This repository contains the code of implementation of experiments in paper Graph-Guided Sparse Learning via Boolean Relaxation, a method designed to enhance feature selection by incorporating Boolean relaxation and graph-guided sparsity constraints.
Graph-Guided-Sparse-Learning/ (PROJECT ROOT)
├── random_ensemble.py # Core class for your experiments
├── solver.py # Main solver class, dispatches to specific solvers
├── example.ipynb # Demo notebook provides tutorial on how to reproduce the experimental results from the paper
│
├── solvers/ # Python implementations of various algorithms
│ ├── __init__.py
│ ├── signal_family.py # Python wrapper for Signal Family method
│ ├── gfl_pqn.py # Python wrapper for MATLAB PQN code
│ ├── gfl_proximal.py # Python wrapper for MATLAB proximal code
│ └── ... (other Python solvers)
│
├── src/ # Contains C/MATLAB code and compiled modules
│ ├── sparse_module.so # Compiled C extension (not included in repo)
│ ├── setup.py # Build sparse_module.so for Linux environments
│ │
│ ├── algo_wrapper/ # Python/C code for signal family methods
│ │ └── c/ # C source files
│ │
│ ├── PQN/ # MATLAB library for Projected Quasi-Newton
│ │ └── gfl_pqn.m # The MATLAB function being called
│ │ └── ... (many other .m, .mexmaca64 files)
│ │
│ └── code_fgfl_aaai14/ # MATLAB library (from AAAI14 paper)
│ └── GFL/ # Contains mexEFLSA, paragcut etc.
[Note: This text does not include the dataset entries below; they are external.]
PR #6864, opened 2024-03-11
Pass in sbt version to dockerfiles

gwendolyngoetz:
### Description

Our dev and prod dockerfiles thought they were setting the sbt version from the environment variable defined in `bin/lib.sh`. Turns out they were not. This adds in the dockerfile arg needed as well as passing in the sbt version in the bin/build-nnnn scripts.

I am removing the fallback value. If it can't get the value from the SBT_VERSION environment variable (which comes from `server/project/build.properties`) I want it to fail to build. Not quietly use an old version.

In order for this to work in the GitHub actions I'm updating the test.yaml to call the build scripts instead of using direct docker build commands.

#### General

### DIFF
--- a/.github/workflows/tests.yaml
+++ b/.github/workflows/tests.yaml
@@ -17,10 +17,12 @@ jobs:
         uses: actions/checkout@v4
       - name: Set up Docker Buildx
         uses: docker/setup-buildx-action@v3
+
       - name: Build test container
         env:
           DOCKER_BUILDKIT: 1
-        run: docker build -t civiform-dev --cache-from docker.io/civiform/civiform-dev:latest ./
+        run: bin/build-dev
+
       - name: Build dev-oidc
         env:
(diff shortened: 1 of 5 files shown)


.github/workflows/tests.yaml
```diff
@@ -195,10 +201,15 @@ jobs:
...
+
       - name: Build prod container
         env:
           DOCKER_BUILDKIT: 1
-        run: docker build -f prod.Dockerfile -t civiform:prod --cache-from docker.io/civiform/civiform:latest ./
+        run: bin/build-prod
+
+      - name: Set local prod container tag
+        run: docker tag civiform:latest civiform:prod
+
```
gwendolyngoetz, line 212: Why: `prod-simulator-compose.yml` is looking for that tag. While switching it to the local built version `civiform:latest` I'm not prepared at this moment to make sure there are no issues with it using `latest`.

│ └── gfl_proximal.m # The MATLAB function for proximal GFL
│ └── ... (many other .m, .mex files)
│
├── utils/ # Utility Python modules
│ ├── __init__.py
│ ├── graph.py
│ ├── omse.py
│ └── ...
│
└── configs/ # Configuration files (e.g., conda environments)
├── environment.yml
└── ...
Using Conda:
conda env create -f environment.yml
conda activate gfl
Some user may have the following error,
PackagesNotFoundError: The following packages are not available from current channels:
- gurobi
To resolve this, add the Gurobi channel explicitly before creating the env and ensure you have a valid academic or commercial license for Gurobi:
conda config --add channels gurobi
Run the example.ipynb
notebook to see how to reproduce the experimental results from the paper. The notebook provides a step-by-step guide to run the experiments in the paper.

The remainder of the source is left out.